◆ Data for processing
=== Begin Enclosure ===
PR #518, opened 2023-01-10
Solving the IOT Sensor Cold Start Problem

maxgold91:
**HIP Title: Solving the IOT Sensor Cold Start Problem**

**Author: Max Gold**

**HIP Abstract:**

This HIP proposes that 25% of the IOT rewards distributed on the IOT subDAO be allocated to sensors for their contribution to the network. Sensors play a vital role in the Helium Network by proving reliability and uptime confirmation for the IOT network and ultimately burn DC. By allocating a portion of the IOT rewards to sensors, we can incentivize the deployment and maintenance of sensors, which will ultimately benefit the entire network.

**HIP Content:**

**Motivation**

Currently, sensors do not receive any rewards for their contribution to the network. Currently very few active devices use the network and very little HNT is burned for data transfer.  This HIP proposes that 25% of the IOT rewards be allocated to sensors as a way to incentivize their deployment and maintenance.

**Rationale**

By allocating a portion of the IOT rewards to sensors, we can encourage more people to deploy and maintain sensors, which will ultimately benefit the entire network. It is likely that the financial incentive from IOT rewards for sensors will cause a gold rush effect, as more people will be motivated to deploy sensors in order to earn rewards. As the number of sensors on the network increases, the demand for LoRaWAN components will also increase. This increased demand could potentially drive down the price of these components, as manufacturers ramp up production to meet the demand. Lowering the price of LoRaWAN components would also likely result in a reduction in the price of sensors that use these components, making it more affordable for individuals and organizations to deploy sensors on the network.  In 2019 a LoRaWAN gateway cost over $1,000, in 2023 they can be purchased for $50.  We hope to see a similar reduction in price making LoRaWAN enabled sensors more financially viable compared to other options using NB-IOT.

Additionally, the fact that the Helium Network is open and accessible to all types of devices, including even the most basic sensors, means that we welcome a wide range of connections to the network. We want as many devices as possible to be able to connect to the network and benefit from the improved coverage and connectivity that a large sensor network provides. Whether it's a high-tech device or a simple pet rock, we want all types of devices to be able to connect to the network and contribute to its growth and success.  This serves another purpose as it allows us to stress test the current network.  It is much better to weed out bugs when sending test data during the initial phase.

**Implementation**

To implement this HIP, we will need to modify the reward distribution algorithm to include a percentage of the IOT rewards for sensors. The exact percentage of the rewards that should be allocated to each bucket will be determined based on feedback from the community and further analysis of the impact on the network, however for now 25% will serve as a placeholder.

**Drawbacks**

This HIP can be easily gamed, however I don't think we care.  

**Success Metrics**

We hope to see the price of LoRaWAN sensors decrease by about 50-75% within 2 years.

### DIFF
--- a/0081-minimum-onboarding-fee.md
+++ b/0081-minimum-onboarding-fee.md
@@ -8,12 +8,10 @@
 
 ## Summary
 
-This HIP proposes to set a minimum onboarding fee for Hotspots in the subDAO structure. This HIP also proposes that Hotspots for which the minimum onboarding fee has not been burned are not eligible for rewards from the subDAO. The minimum onboarding fee will be dynamically defined as $40 and will follow the same halving schedule as HNT and would theoretically start at $20.  This HIP will be implemented in phases, first clearly defining the requirements at the time of its passing, then on-chain with a target date of August 1, 2023.
+This HIP proposes to set a minimum onboarding fee for devices in the subDAO structure. This HIP also proposes that devices for which the minimum onboarding fee has not been burned are not eligible for rewards from the subDAO. The minimum onboarding fee will be dynamically defined as $10 on August 1, 2023 and will follow the same halving schedule as HNT emissions as shown in the chart below.  It is important to note, this HIP only defines a minimum fee and at the time of its writing, HIPs 51-53 have defined the onboarding fees as $40 per hotspot.  If a subDAO wishes to change its onboard fees, it must do so through the subDAO governance process.  This HIP will be implemented in phases, first clearly defining the requirements at the time of its passing, then on-chain with a target date of August 1, 2023.
 
 | Date       | Minimum Onboard Fee in DC |
 |------------|--------------------------:|
-| 08/01/2019 | 4,000,000                |
-| 04/18/2021 | 2,000,000                |
 | 08/01/2023 | 1,000,000                |
 | 08/01/2025 | 500,000                  |
 | 08/01/2027 | 250,000                  |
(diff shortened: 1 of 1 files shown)


waveform06:
How do you define ownership of a sensor to reward it? 
You don't even need a wallet on the blockchain to deploy sensors so how do you reward them?

maxgold91:
Oh so the problem there would be anyone can fund the sensor regardless of ownership thus flowing rewards to the wrong person.  Hmmm, I wonder with the move to Solana if we can easily tie an NFT to a sensor to overcome this hurdle.  Obviously I'm not the coder guy, just throwing out economic incentives to get more sensors into production which should help make LoRa sensors more financially viable.  Industry feedback at CES last week seemed to be that LoRa is both too expensive and unreliable.  There's not much we can do on the perception of reliability front, just trying to throw out ways of helping the "too expensive" problem.

waveform06:
Sensors are not present on the blockchain, remember PoC is moving off-chain and packets are already off-chain.

maxgold91:
Right but how difficult would it be to have an opt-in sensor as an NFT option to earn a percentage of the IOT token?  If the goal is to have your pet rock on the internet, cheap connectivity isn't enough.  Need to have cheap sensors too.  I'm open to other options but tokens have a history of reducing hardware costs.

abhay:
The NFT idea isn't a bad one per se. Might be hard to onboard one per device, though. 

An alternative could be a dev addr slab be the NFT and oracle verified usage on that slab (derived from helium packet router data). You have to stake to get the NFT but it derives some kind of IOT earnings that's scaled based on your usage (with some reasonable caps).

maxgold91:
Hmmm maybe rewards that are skewed towards simply existing and passing a minimum amount of data with a decay rate on reward units earned for each incremental tranche of data used.  Want the goal to be more about buying sensors, not a return to the pre-HIP 10 days.

vincenzospaghetti (approved):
=== End Enclosure ===
◆ What is required
In the answer, each line of the data must appear exactly as written.

◆ Solution
PR #518, opened 2023-01-10
Solving the IOT Sensor Cold Start Problem

maxgold91:
**HIP Title: Solving the IOT Sensor Cold Start Problem**

**Author: Max Gold**

**HIP Abstract:**

This HIP proposes that 25% of the IOT rewards distributed on the IOT subDAO be allocated to sensors for their contribution to the network. Sensors play a vital role in the Helium Network by proving reliability and uptime confirmation for the IOT network and ultimately burn DC. By allocating a portion of the IOT rewards to sensors, we can incentivize the deployment and maintenance of sensors, which will ultimately benefit the entire network.

**HIP Content:**

**Motivation**

Currently, sensors do not receive any rewards for their contribution to the network. Currently very few active devices use the network and very little HNT is burned for data transfer.  This HIP proposes that 25% of the IOT rewards be allocated to sensors as a way to incentivize their deployment and maintenance.

**Rationale**

By allocating a portion of the IOT rewards to sensors, we can encourage more people to deploy and maintain sensors, which will ultimately benefit the entire network. It is likely that the financial incentive from IOT rewards for sensors will cause a gold rush effect, as more people will be motivated to deploy sensors in order to earn rewards. As the number of sensors on the network increases, the demand for LoRaWAN components will also increase. This increased demand could potentially drive down the price of these components, as manufacturers ramp up production to meet the demand. Lowering the price of LoRaWAN components would also likely result in a reduction in the price of sensors that use these components, making it more affordable for individuals and organizations to deploy sensors on the network.  In 2019 a LoRaWAN gateway cost over $1,000, in 2023 they can be purchased for $50.  We hope to see a similar reduction in price making LoRaWAN enabled sensors more financially viable compared to other options using NB-IOT.

Additionally, the fact that the Helium Network is open and accessible to all types of devices, including even the most basic sensors, means that we welcome a wide range of connections to the network. We want as many devices as possible to be able to connect to the network and benefit from the improved coverage and connectivity that a large sensor network provides. Whether it's a high-tech device or a simple pet rock, we want all types of devices to be able to connect to the network and contribute to its growth and success.  This serves another purpose as it allows us to stress test the current network.  It is much better to weed out bugs when sending test data during the initial phase.

**Implementation**

To implement this HIP, we will need to modify the reward distribution algorithm to include a percentage of the IOT rewards for sensors. The exact percentage of the rewards that should be allocated to each bucket will be determined based on feedback from the community and further analysis of the impact on the network, however for now 25% will serve as a placeholder.

**Drawbacks**

This HIP can be easily gamed, however I don't think we care.  

**Success Metrics**

We hope to see the price of LoRaWAN sensors decrease by about 50-75% within 2 years.

### DIFF
--- a/0081-minimum-onboarding-fee.md
+++ b/0081-minimum-onboarding-fee.md
@@ -8,12 +8,10 @@
 
 ## Summary
 
-This HIP proposes to set a minimum onboarding fee for Hotspots in the subDAO structure. This HIP also proposes that Hotspots for which the minimum onboarding fee has not been burned are not eligible for rewards from the subDAO. The minimum onboarding fee will be dynamically defined as $40 and will follow the same halving schedule as HNT and would theoretically start at $20.  This HIP will be implemented in phases, first clearly defining the requirements at the time of its passing, then on-chain with a target date of August 1, 2023.
+This HIP proposes to set a minimum onboarding fee for devices in the subDAO structure. This HIP also proposes that devices for which the minimum onboarding fee has not been burned are not eligible for rewards from the subDAO. The minimum onboarding fee will be dynamically defined as $10 on August 1, 2023 and will follow the same halving schedule as HNT emissions as shown in the chart below.  It is important to note, this HIP only defines a minimum fee and at the time of its writing, HIPs 51-53 have defined the onboarding fees as $40 per hotspot.  If a subDAO wishes to change its onboard fees, it must do so through the subDAO governance process.  This HIP will be implemented in phases, first clearly defining the requirements at the time of its passing, then on-chain with a target date of August 1, 2023.
 
 | Date       | Minimum Onboard Fee in DC |
 |------------|--------------------------:|
-| 08/01/2019 | 4,000,000                |
-| 04/18/2021 | 2,000,000                |
 | 08/01/2023 | 1,000,000                |
 | 08/01/2025 | 500,000                  |
 | 08/01/2027 | 250,000                  |
(diff shortened: 1 of 1 files shown)


waveform06:
How do you define ownership of a sensor to reward it? 
You don't even need a wallet on the blockchain to deploy sensors so how do you reward them?

maxgold91:
Oh so the problem there would be anyone can fund the sensor regardless of ownership thus flowing rewards to the wrong person.  Hmmm, I wonder with the move to Solana if we can easily tie an NFT to a sensor to overcome this hurdle.  Obviously I'm not the coder guy, just throwing out economic incentives to get more sensors into production which should help make LoRa sensors more financially viable.  Industry feedback at CES last week seemed to be that LoRa is both too expensive and unreliable.  There's not much we can do on the perception of reliability front, just trying to throw out ways of helping the "too expensive" problem.

waveform06:
Sensors are not present on the blockchain, remember PoC is moving off-chain and packets are already off-chain.

maxgold91:
Right but how difficult would it be to have an opt-in sensor as an NFT option to earn a percentage of the IOT token?  If the goal is to have your pet rock on the internet, cheap connectivity isn't enough.  Need to have cheap sensors too.  I'm open to other options but tokens have a history of reducing hardware costs.

abhay:
The NFT idea isn't a bad one per se. Might be hard to onboard one per device, though. 

An alternative could be a dev addr slab be the NFT and oracle verified usage on that slab (derived from helium packet router data). You have to stake to get the NFT but it derives some kind of IOT earnings that's scaled based on your usage (with some reasonable caps).

maxgold91:
Hmmm maybe rewards that are skewed towards simply existing and passing a minimum amount of data with a decay rate on reward units earned for each incremental tranche of data used.  Want the goal to be more about buying sensors, not a return to the pre-HIP 10 days.

vincenzospaghetti (approved):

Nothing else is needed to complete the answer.